SOURCE DATA:

PR #1756, opened 2019-12-09
Expose the announce method.

dbatiste:
Considering starting to update the places that use iron-a11y-announcer.  There are quite a few however, which could be a big clean-up task to update & test them all. So, my current goal is to get the LMS impl updated.

### DIFF
--- a/web-components/bsi.js
+++ b/web-components/bsi.js
@@ -89,6 +89,9 @@ import 'd2l-users/components/d2l-profile-image.js';
 import { setCancelSyntheticClickEvents  } from '@polymer/polymer/lib/utils/settings.js';
 setCancelSyntheticClickEvents(false);
 
+import {announce} from '../node_modules/@brightspace-ui/core/helpers/announce.js';
+window.D2L.Announce = announce;
+
 import {clearDismissible, setDismissible} from '../node_modules/@brightspace-ui/core/helpers/dismissible.js';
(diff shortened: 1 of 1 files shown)


web-components/bsi.js
```diff
@@ -89,6 +89,9 @@ import 'd2l-users/components/d2l-profile-image.js';
 import { setCancelSyntheticClickEvents  } from '@polymer/polymer/lib/utils/settings.js';
 setCancelSyntheticClickEvents(false);
 
+import {announce} from '../node_modules/@brightspace-ui/core/helpers/announce.js';
+window.D2L.Announce = announce;
```
dlockhart: Will you just switch [D2L.LP.Web.UI.Aria.LogMessage](https://search.d2l.dev/xref/lms/lp/framework/web/D2L.LP.Web/UI/Html/Aria/Aria.js?r=61376c12#9) to call this?

dbatiste: Yep, that's what I've tested out locally so far.  Sound ok, or do you think I should use that here?

Legacy also has a method, something like "MakeLiveRegion"... I'm not sure if I should switch those.  For whatever reason, they were not updated to use the MVC LogMessage.

dlockhart: Seems reasonable. `MakeLiveRegion` seems to be doing something else... turning an existing control into a live region, so it's probably best left as-is.

PR #1763, opened 2019-12-12
Updates to dialog CSS selectors.

dbatiste:
These updates are needed so that these styles do not target internal elements of d2l-dialog web components when shadow-DOM is not supported (Edge). 

The classes that are in conflict are:

* d2l-dialog
* d2l-dialog-inner
* d2l-dialog-footer

A couple updates for the d2l-dialog-inline were needed to maintain specificity for proper dimensions of MVC inline dialogs.

### DIFF
--- a/sass/dialog.scss
+++ b/sass/dialog.scss
@@ -65,7 +65,7 @@ $dialog-resize: url("data:image/svg+xml,%3Csvg%20xmlns%3D%22http%3A%2F%2Fwww.w3.
 	to   { transform: translateY(100%); }
 }
 
-.d2l-dialog {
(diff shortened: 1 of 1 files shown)


sass/dialog.scss
```diff
@@ -108,14 +108,14 @@ $dialog-resize: url("data:image/svg+xml,%3Csvg%20xmlns%3D%22http%3A%2F%2Fwww.w3.
 	padding: 1.5rem;
 }
 
-.d2l-dialog-inline {
+.d2l-dialog-mvc.d2l-dialog-inline {
```
dbatiste: This is needed to override the `width: 400px` above.

PR #1764, opened 2019-12-12
Bumping activities to 3.50.23

cbusmand2l:
fyi @dlockhart, @BraydonKains, @m6jones

### DIFF
--- a/package-lock.json
+++ b/package-lock.json
@@ -2189,9 +2189,9 @@
       }
     },
     "aws-sdk": {
-      "version": "2.588.0",
-      "resolved": "https://registry.npmjs.org/aws-sdk/-/aws-sdk-2.588.0.tgz",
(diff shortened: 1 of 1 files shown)


AlexBedley:
@dlockhart I think https://github.com/BrightspaceUI/core/pull/309 is causing some weirdness for this PR. Do I need to run something here to fix it?

dlockhart:
Yep sorry I intended to release that and an update to BSI at almost the same time but got delayed. If you can wait 5 minutes I'll have a fix up.

AlexBedley:
> Yep sorry I intended to release that and an update to BSI at almost the same time but got delayed. If you can wait 5 minutes I'll have a fix up.

Thanks for taking a look! No worries

dlockhart:
Ok fixed -- I restarted your build.

PR #1773, opened 2019-12-16
Add BSI unbundle script

DiljotSG:
Created a script to unbundle your BSI build.


dlockhart:
Sorry, what's the script for exactly? Like why would someone use it?

DiljotSG:
@dlockhart The script is for unbundling your BSI build which has quite a few steps and can be a pain to do repeatedly. (Especially when you do a `full_all` and need to unbundle your BSI once again, when you are doing front-end work.)

dlockhart:
Ah ok... it's assuming that your Windows LMS machine and the machine that BSI is running on are the same, so I guess it's only useful for Windows users.

DiljotSG:
@dlockhart You can actually run it separately for just the front-end or back-end. So if you had a Windows VM with an LMS you could run it in the VM to update your config and restart IIS, and then run it again in your other OS with your BSI components to link them, etc.

dmackenz:
Tested this, works very well.

README.md
```diff
@@ -74,6 +74,47 @@ There is experimental support for running an unbundled BSI to improve the local
...
+```shell
+python unbundle.py --component-path="<path of component to unbundle>"
+```
+
+For example, if I wanted to unbundle my Activities repo, the command could look like this.
+```shell
+python unbundle.py --component-path="C:\Users\d2l-employee\Developer\activities"
+```
+
+#### Advanced Script Usage
```
AlexBedley: it might help to add some example calls using some common combinations of the flags as you have done above for the default case

README.md
```diff
@@ -74,6 +74,47 @@ There is experimental support for running an unbundled BSI to improve the local
 
 The unbundled workflow uses the `@open-wc/es-dev-server` to serve the web components and the other BSI static assets.
 
+### Using the Script to Unbundle your build
+
+You can unbundle your build using the `unbundle.py` script located at the root of the repository.
+
+Make sure you have Python 3.X installed, if not, you can install it using chocolatey (for Windows).
```
AlexBedley: does this work with python 2?

README.md
DiljotSG: Good idea

README.md
DiljotSG: Nope sorry 😢

jeroach: Python 2 is mega old - no concerns from me with Python 3 only

unbundle.py
```diff
@@ -0,0 +1,225 @@
...
+
+    # Run a command and print it
+    def run_command(self, command):
+        self.print_cmd(command)
+        if not self.dry_run:
+            os.system(command)
+
+    # Change directory and print it
+    def change_dir(self, path):
+        self.print_cmd("cd {}".format(path))
```
jeroach: Should there be an `if not self.dry_run:` check here?

unbundle.py
```diff
@@ -0,0 +1,225 @@
...
+        os.chdir(path)
+    
+    # Check if the script is running as admin
+    @staticmethod
+    def is_admin():
+        try:
+            return ctypes.windll.shell32.IsUserAnAdmin()
```
jeroach: Will this work on a non-windows box?

jeroach: Oh, it is only called if we confirm that the user is on Windows - fair enough

DiljotSG: Yeah you can ask the script just to do the `--front_end_only` if you're running it on Mac, if you're doing any of the LMS stuff for the unbundling that implies Windows.

unbundle.py
```diff
@@ -0,0 +1,225 @@
...
+
+            # Delete .npmrc
+            try:
+                self.print_cmd("rm .npmrc")
+                os.remove(".npmrc")
+            except:
+                pass
+
+            # Delete node_modules
+            self.remove_dir("node_modules")
```
jeroach: Do we also need to delete `package-lock.json`?

unbundle.py
DiljotSG: Good call

unbundle.py
DiljotSG: I haven't needed to remove that when unbundling.

jeroach: ah I thought that was part of the "refresh BSI" process, but it's actually to fix another type of issue:
https://github.com/Brightspace/brightspace-integration#package-lockjson-refresh

I just got into a habit of doing it everytime I manually unbundled.

Anyway, no need for it here

dmackenz: I would add rm package-lock.json to this script just to be safe.

DiljotSG:
`python -m unittest unbundle.TestUnbundler` will run the unit tests for you (I will edit the README to have this command.

jeroach:
@DiljotSG and I chatted offline re:
- moving all `unbundled` stuff to it's own folder
- using python modules to allow the tests to exist in a separate file

this should also fix the test issues with the last CI run

jeroach:
I have also tested this out locally - it works :) Full approval from me.

PR #1799, opened 2020-01-07
Bump activities

jeroach:


.npmrc
```diff
@@ -1 +0,0 @@
-engine-strict=true
```
jeroach: @dlockhart this got deleted when I did the `rm -rf node_modules` and `npm i` 

Was that intended?

package-lock.json
```diff
@@ -3576,7 +3576,7 @@
       }
     },
     "d2l-activities": {
-      "version": "github:BrightspaceHypermediaComponents/activities#8a013dd7c98d2f1a681850b693186619a9e135d9",
+      "version": "github:BrightspaceHypermediaComponents/activities#8ed5de1042d70965ded509bacb18c10b05a58d2d",
```
jeroach: Activities:
https://github.com/BrightspaceHypermediaComponents/activities/commit/8ed5de1042d70965ded509bacb18c10b05a58d2d

.npmrc
dlockhart: I don't think it should go away... AFAIK it's there to make sure NPM stays `<=6.8.0` to avoid all the issues we get with higher versions.

jeroach: kk, thanks - will put it back

package-lock.json
AlexBedley: Github even lets you see the difference between 2 commits: https://github.com/BrightspaceHypermediaComponents/activities/compare/8a013dd7c98d2f1a681850b693186619a9e135d9...8ed5de1042d70965ded509bacb18c10b05a58d2d

jeroach: cool :)

PR #1801, opened 2020-01-07
upgrading to core 1.28

dlockhart:
This picks up the version of core that doesn't have our Intl stuff in `LocalizeMixin`, as well as the version of activities that no longer uses them.

### DIFF
--- a/package-lock.json
+++ b/package-lock.json
@@ -937,9 +937,9 @@
       }
     },
     "@brightspace-ui/core": {
-      "version": "1.27.0",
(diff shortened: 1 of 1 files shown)


package-lock.json
```diff
@@ -3576,12 +3576,13 @@
       }
     },
     "d2l-activities": {
-      "version": "github:BrightspaceHypermediaComponents/activities#8ed5de1042d70965ded509bacb18c10b05a58d2d",
+      "version": "github:BrightspaceHypermediaComponents/activities#5d8da68ca8e2a56095643c040a8061550ae3a8c8",
```
dlockhart: @jeroach FYI this picks up my recent change

PR #1807, opened 2020-01-08
Updated d2l-navigation

Scy-D2L:


Scy-D2L:
Everything switching from semvers to commits makes me suspect there's a problem here. Double checking things...

svanherk:
What node and npm version are you using?  I've seen this before with some other versions, what tends to work for me is node 9-11 and only npm version `6.8.0`

Scy-D2L:
> What node and npm version are you using? I've seen this before with some other versions, what tends to work for me is node 9-11 and only npm version `6.8.0`

That was the issue. Had a bunch of problems getting the exact version of npm because nvm-windows ruins npm updates but this looks much better.

package-lock.json
```diff
@@ -3907,7 +3907,7 @@
       }
     },
     "d2l-html-editor": {
-      "version": "github:Brightspace/d2l-html-editor#b515597c4f0dda90fbcfe3b9f67e6207a6d2d9d1",
+      "version": "github:Brightspace/d2l-html-editor#a51bf21f50abb95c893f1ef020c61603575c7d22",
```
dlockhart: @ianlaidlaw FYI

svanherk:
> That was the issue. Had a bunch of problems getting the exact version of npm because nvm-windows ruins npm updates but this looks much better.

Oh yes, updating npm when using nvm-windows is such a pain.  Not sure what you did, I tend to do the "keep deleting the files it complains about until it finally works" method 😒

Scy-D2L:
> > That was the issue. Had a bunch of problems getting the exact version of npm because nvm-windows ruins npm updates but this looks much better.
> 
> Oh yes, updating npm when using nvm-windows is such a pain. Not sure what you did, I tend to do the "keep deleting the files it complains about until it finally works" method 😒

The magic of google: https://gist.github.com/johnmcase/d31b799b9030327091a0e74880e4c530 a script that handles it.

PR #1820, opened 2020-01-14
US111909 Update activities and siren-sdk

ryantmer:
Updates the activity editor to be support audio note attachments.

Also includes a bunch of updates to Babel, apparently.

### DIFF
--- a/package-lock.json
+++ b/package-lock.json
@@ -4,9 +4,9 @@
   "lockfileVersion": 1,
   "dependencies": {
     "@babel/cli": {
-      "version": "7.8.0",
-      "resolved": "https://registry.npmjs.org/@babel/cli/-/cli-7.8.0.tgz",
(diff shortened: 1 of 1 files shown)


package-lock.json
```diff
@@ -3608,7 +3608,7 @@
       }
     },
     "d2l-activities": {
-      "version": "github:BrightspaceHypermediaComponents/activities#5fb12f05bd58ca1f52c28b7801617ab8b1f18a24",
+      "version": "github:BrightspaceHypermediaComponents/activities#239300ed794782fe1a5aa8b210355fa3bce23320",
```
AlexBedley: fyi @dmackenz @vix633

ryantmer: ah whoops, thanks Alex - saw there was an update just before this so figured it was only my changes in it!

PR #1828, opened 2020-01-16
bumping bsi

dmackenz:


package-lock.json
```diff
@@ -4084,65 +4020,6 @@
         "d2l-typography": "github:BrightspaceUI/typography#semver:^7"
       }
     },
-    "d2l-my-courses": {
```
AlexBedley: this seems suspicious... it's still listed in package.json

svanherk: ➕➕ Yeah something definitely seems wrong here... 🤔

PR #1833, opened 2020-01-20
Bump d2l-rubric

rgoessl:


djwester:
does this need to go into the 20.20.2 branch as well?

rgoessl:
> 
> 
> does this need to go into the 20.20.2 branch as well?

No, just small patches. Nothing in 20.20.2 is broken

PR #1834, opened 2020-01-21
Bumping core version to 1.28.4

cbusmand2l:
FYI @dlockhart, @mdulat, @BhamelinD2L, @m6jones, @rgoessl


jeroach:
Maybe I'm blind, but I don't see a bump to `core`

cbusmand2l:
Closing for now while we figure out why core didn't update its version.

PR #1871, opened 2020-02-06
bump activities

mdgbayly:


mdgbayly:
Actually just realized might need to bump `siren-sdk` for your changes too. Also someone else has a PR in the works to bump BSI which is picking up some of our changes too. Will validate we have everything updated that we need.

kieranderson:
Looks like that one is also bumping `siren-sdk`

mdgbayly:
> Looks like that one is also bumping `siren-sdk`

Yep - just checking where they are - as they have all the changes we need. Will just close this one if that one gets through.

dlockhart:
FYI this is going to conflict with #1873, which also bumps activities.

PR #3511, opened 2021-03-16
Adding cy-gb, fr-fr, fr-on and updating zh-cn for oslo

JordanCorner:
US126015

- fr-on needs to be added for upcoming fr-on work
- cy-gb, fr-fr exist but haven't been part of oslo until now
- zh-cn should just be zh-cn, not moved to 2 chars (this doesn't actually change anything functionally, but brings us in line with how the fallbacks should be working)

### DIFF
--- a/oslo/generate-monolith-xml
+++ b/oslo/generate-monolith-xml
@@ -11,18 +11,21 @@ const Serge = require('./Serge');
 
 const Languages = [
 	new Lang('ar-sa', 'ar', 'ar-SA'),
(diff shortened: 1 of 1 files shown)


kieranderson:
If no components have this lang file, do we create an empty language xml or just skip it?

JordanCorner:
> If no components have this lang file, do we create an empty language xml or just skip it?

Create empty. Tested that locally and there is currently an fr-on package that is empty, which should be ok for now.

kieranderson (approved):

patel-kajal (approved):

PR #3515, opened 2021-03-16
handle scripts trying to access process.env.NODE_ENV, specifically mobx

dlockhart:
Certain client-side scripts have conditional code/logic keyed off `process.env.NODE_ENV`. Specifically React likes to do this, as does `mobx`.

`mobx` gets pretty cranky if it doesn't see "production" in there... specifically it's getting `undefined`, so it complains thus:
> [mobx] you are running a minified build, but 'process.env.NODE_ENV' was not set to 'production' in your bundler. This results in an unnecessarily large and slow bundle

Looking for `process.env.NODE_ENV` is so common that the [replace Rollup plugin](https://github.com/rollup/plugins/tree/master/packages/replace#usage) uses this as its main example for using it. So this is the approach I've taken to address it.

While I was in here, I noticed warnings about the `preventAssignment` option soon defaulting to `true` and we should start using that as soon as possible, so I've enabled it. More on that [and why it's a good idea](https://github.com/rollup/plugins/tree/master/packages/replace#preventassignment).

### DIFF
--- a/rollup/rollup-wc.config.js
+++ b/rollup/rollup-wc.config.js
@@ -165,7 +165,12 @@ export default merge(config, {
 		}),
 		replace({
 			define: 'defineNoYouDont', /* prevents UMD time bomb as fastdom will try to call define() on UMD FRA pages */
-			include: ['node_modules/fastdom/fastdom.js', 'node_modules/focus-visible/dist/focus-visible.js']
+			include: ['node_modules/fastdom/fastdom.js', 'node_modules/focus-visible/dist/focus-visible.js'],
+			preventAssignment: true
+		}),
+		replace({
+			'process.env.NODE_ENV': JSON.stringify('production'),
+			preventAssignment: true
 		}),
 		dynamicImportVars({
 			exclude: 'node_modules/d2l-html-editor/d2l-html-editor.js',


bemailloux:
I'm not very familiar with Rollup. Does this go through all the code and replace `process.env.NODE_ENV` with "production"? And does this have any effect on the BSI bundle in terms of size or perf?

dlockhart:
> Does this go through all the code and replace process.env.NODE_ENV with "production"?

Correct. So if the code used to say `if (process.env.NODE_ENV === 'production') {` it'll now be `if ('production' === 'production') {`.

> does this have any effect on the BSI bundle in terms of size or perf?

Bundle size, I wouldn't expect so since it's just replacing 20 characters with 12. Performance, possibly within mobx if it was doing things different based on the value of that "environment variable".

bemailloux:
Is there a difference between this approach and actually setting `NODE_ENV = production` in the build job?

dlockhart:
Yes, that's what I tried initially and it did nothing. I think it's just because all our stuff does is rely on ES6 module imports to load stuff... there's no special "react build" or anything that's going to do anything magical like this for us.

bemailloux (approved):

svanherk (approved):

PR #3575, opened 2021-03-24
removing offset now that -10 is the default

dlockhart:
As per [this change](https://github.com/BrightspaceUI/table/pull/233), `-10px` is now the default so no need for this code.


svanherk (approved):
🎉

PR #3674, opened 2021-04-09
DE43118 - Update BSI to use hotfixed version of the HTML editor component

grant-cleary:
I... Don't entirely know if I've done this right, so if I haven't please feel free to yell at me. The editor needed to be hotfixed to include a fix to ISF (https://github.com/BrightspaceUI/htmleditor/pull/155).

This also contains two unrelated commits (1.4 and 1.5 of the editor respectively) that have the net result of introducing a new API. This shouldn't impact existing apps, but would let us backport an LMS-side fix that would need to use this new API if it turns out this is necessary. I would rather just bundle the changes together and get away with one BSI release as opposed to having to do another one later if it turns out we need to backport the API changes after all. If others disagree I'm open to changing this.

### DIFF
--- a/package-lock.json
+++ b/package-lock.json
@@ -1393,9 +1393,9 @@
       }
     },
     "@brightspace-ui/htmleditor": {
-      "version": "1.3.1",
-      "resolved": "https://registry.npmjs.org/@brightspace-ui/htmleditor/-/htmleditor-1.3.1.tgz",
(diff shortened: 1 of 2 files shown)


svanherk:
PR looks good from a backporting POV 👍 

I'll let Dave speak to the second half about what should or shouldn't be backported.  Link for convenience: https://github.com/BrightspaceUI/htmleditor/compare/v1.3.1..v1.5.2

dbatiste (approved):

PR #3728, opened 2021-04-19
Bump htmleditor version in cert (contains % height fix)

grant-cleary:
Didn't quite make branching on this HTML editor change last week. For reference, this is what we're backporting: https://github.com/BrightspaceUI/htmleditor/compare/v1.7.6...v1.7.7

### DIFF
--- a/package-lock.json
+++ b/package-lock.json
@@ -1414,9 +1414,9 @@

THE PROBLEM: Your response should be the lines of the entries above that include the string "resize".

EXERCISE OUTPUT:
@@ -65,7 +65,7 @@ $dialog-resize: url("data:image/svg+xml,%3Csvg%20xmlns%3D%22http%3A%2F%2Fwww.w3.
@@ -108,14 +108,14 @@ $dialog-resize: url("data:image/svg+xml,%3Csvg%20xmlns%3D%22http%3A%2F%2Fwww.w3.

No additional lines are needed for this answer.